- DOS cover art
- Developers: Iguana UK Torus Games (Game Boy)
- Publisher: Acclaim Entertainment
- Platforms: Super NES, Genesis, Game Boy, Sega Saturn, PlayStation, MS-DOS
- Release: February 1996
- Genre: Sports
- Modes: Single player Multiplayer

= College Slam =

1996 video game

College Slam is a college basketball video game published by Acclaim. It was released for the Super NES, Genesis, Game Boy, Sega Saturn, PlayStation, and PC. It includes most major Division I colleges, but some, such as the University of Tennessee, the University of Notre Dame, and Mississippi State University (who had just made a run to the Final Four that year), are not included. The player can play tournaments, a season, or a single game. Many gaming critics accused it of being a thinly veiled repackaging of NBA Jam.

==Gameplay==
Each team starts out by picking any two out of five players to play with during the game. During timeouts, and at half-time, the player has a choice to make substitutions. When a player makes two baskets in a row, the announcer says "He's heating up", and if he makes three baskets in a row without the other team scoring, he says "He's on fire!", which makes it easier to score.

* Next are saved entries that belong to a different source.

PR #903, opened 2026-07-03
Add CLI options to benchmark incremental resolution

soutaro:
## Summary

Adds `--incremental_cycle` / `--incremental_files` to measure incremental resolution cost (the re-resolve after an edit) separately from the initial full build. Dev/benchmark tooling only — no library behavior change.

After the initial build, each cycle re-indexes a rotating window of files (parse + the same invalidation the LSP runs on save) and re-runs `resolve()`, printing per-cycle and aggregate `resolve()` timings. Reindex/invalidation time is reported separately so it doesn't inflate the resolve numbers.

## Usage

```
rubydex_cli <path> --incremental_cycle=10 --incremental_files=1 --stats
```

- `--incremental_cycle=N` — run N incremental cycles after the initial build (default: off)
- `--incremental_files=M` — files re-indexed per cycle (default: 1)

## Notes

- Files are chosen by index over the listing order, not a curated sample — sufficient for the current measurements, where the cost is largely delta-independent.

🤖 Generated with [Claude Code](https://claude.com/claude-code)

### DIFF
--- a/rust/rubydex/src/main.rs
+++ b/rust/rubydex/src/main.rs
@@ -270,6 +270,9 @@ fn run_incremental_resolution(
 
     println!();
     println!("Incremental resolution ({cycles} cycle(s), {files_per_cycle} file(s)/cycle)");
+    println!("  Scenario: no-op reindex; files are indexed again without changing their contents.");
+    println!("  This should be the fastest incremental resolution path.");
+    println!("  Add scenario-based benchmarks before optimizing incremental resolution.");
 
     for cycle in 0..cycles {
         // Re-index the window of files for this cycle. Rotating the window across cycles samples
--- a/rust/rubydex/src/main.rs
+++ b/rust/rubydex/src/main.rs
@@ -1,9 +1,14 @@
 use clap::{Parser, ValueEnum};
-use std::{collections::HashSet, mem};
+use std::{
+    collections::HashSet,
+    fs, mem,
+    path::{Path, PathBuf},
+    time::{Duration, Instant},
+};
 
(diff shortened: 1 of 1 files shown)


rafaelfranca (approved):

vinistock:
Currently, we don't skip unnecessary work in incremental resolution, which is one of the reasons why it is slow. In the future, we want to be able to do nothing if all file states match exactly what the graph currently holds.

We will also have different performance profiles according to the nature of the change. For example

1. Adding blank lines or changing comments only requires updating definitions, but no resolution
2. Creating new definitions may require a certain amount of resolution, but the blast radius is generally not very large
3. Changing ancestors impacts a lot of stuff and requires re-resolving a all constants inside of the namespace + re-linearizing all ancestors for every descendants recursively

If we're going to add a benchmark for incremental resolution, we need to be able to describe the scenarios in terms of the code changes so that we can understand the performance of best/worst case scenarios.

What do you think about having a dedicated benchmark executable (like `benches/graph_memory`) that allows us to describe all of these scenarios and then prints the performance for each one?

soutaro:
@vinistock I agree that the long-term benchmark should be scenario-based and live under `benches/`.

For this PR, I added a note to the incremental output clarifying what this benchmark is measuring: it reindexes the same file contents, so it represents a no-op incremental change and should be the fastest case. My goal is to keep this as the first baseline while we work on making incremental resolution faster.

When we start optimizing incremental resolution, we should add proper scenario-based benchmarks first, covering location-only changes, new definitions, and ancestor changes separately.

PR #905, opened 2026-07-06
Deduplicate queued ancestor resolution work

st0012:
## Problems

- Resolution can enqueue the same ancestor-linearization declaration multiple times while definitions and references wait for that ancestor chain to become available.
- On large graphs, those duplicate `Unit::Ancestors` entries repeat the same linearization attempts before dependency state has changed.

## Solutions

- Track ancestor declarations that already have pending work in the resolver queue.
- Route ancestor enqueueing through a helper that keeps at most one pending `Unit::Ancestors` per declaration, then clears that marker when the unit is dequeued.
- In a config-respected Core benchmark, this reduced average resolution time from `41.641s` to `20.447s`, saving `21.194s`, with identical indexed-file, name, and definition counts.

### DIFF
--- a/rust/rubydex/src/resolution.rs
+++ b/rust/rubydex/src/resolution.rs
@@ -69,6 +69,8 @@ pub struct Resolver<'a> {
     graph: &'a mut Graph,
     /// Contains all units of work for resolution, sorted in order for resolution (less complex constant names first)
     unit_queue: VecDeque<Unit>,
+    /// Ancestor declarations already present in `unit_queue`.
+    queued_ancestors: IdentityHashSet<DeclarationId>,
     /// Whether we made any progress in the last pass of the resolution loop
     made_progress: bool,
 }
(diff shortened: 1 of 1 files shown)


rafaelfranca (approved):

jesse-shopify (approved):

vinistock (commented):
Did you do a review of every place where we are in queuing ancestor linearization? If we can avoid an extra structure and instead ensure that we never push duplicate ancestor units, that would fit the algorithm more naturally.

Or maybe the answer is that we shouldn't try to enqueue ancestor linearization eagerly and should instead only enqueue if we detect that they are missing.

rust/rubydex/src/resolution.rs
Morriar, line 139: Should we also drain `queued_ancestors` here?

st0012:
> Or maybe the answer is that we shouldn't try to enqueue ancestor linearization eagerly and should instead only enqueue if we detect that they are missing.

@vinistock Wouldn't that be a more expensive and error-prone than simple dedup?

st0012:
Closing in favor of #906

PR #907, opened 2026-07-07
Allow deferring singleton linearization

vinistock:
We were using a boolean flag to decide whether to push singleton ancestor linearization into the queue or do it immediately. However, it turns out that we can use a third mode: do nothing at all.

In the season mode, the player can pick from 44 teams, and then play a 20-game season against quality competition. In the tournament mode, 16 teams compete for a chance to win the national championship. The player also has the ability to edit teams and players. Like NBA Jam before it, the gameplay is goofy, but yet competitive as players can easily make full-court shots off and on and can score 3 in a row to get a flaming ball. Occasionally the college ball players can get struck by lightning as they dunk.

==Reception==
The two sports reviewers of Electronic Gaming Monthly gave the PlayStation version scores of 6.0 and 5.5 out of 10. Though they acknowledged that some players would find the college license appealing, they remarked that the game differs too little from NBA Jam to stir real interest, with one of them noting that "Some of the players look exactly the same as they did in Jam except for a color palette change." Tommy Glide and Greasy Gus of GamePro concurred that the game retains the fun of NBA Jam, but that the new alley-oops and player substitutions do not significantly enhance the game, leaving College Slam a pointless clone. Reviewing the Genesis version, a Next Generation critic argued that even the college licensing does nothing for the game, since it does not use real players and in some cases gets the teams' uniform colors wrong. He scored it 2 out of 5 stars.

In 1996, Computer Gaming World declared College Slam the 11th-worst computer game ever released.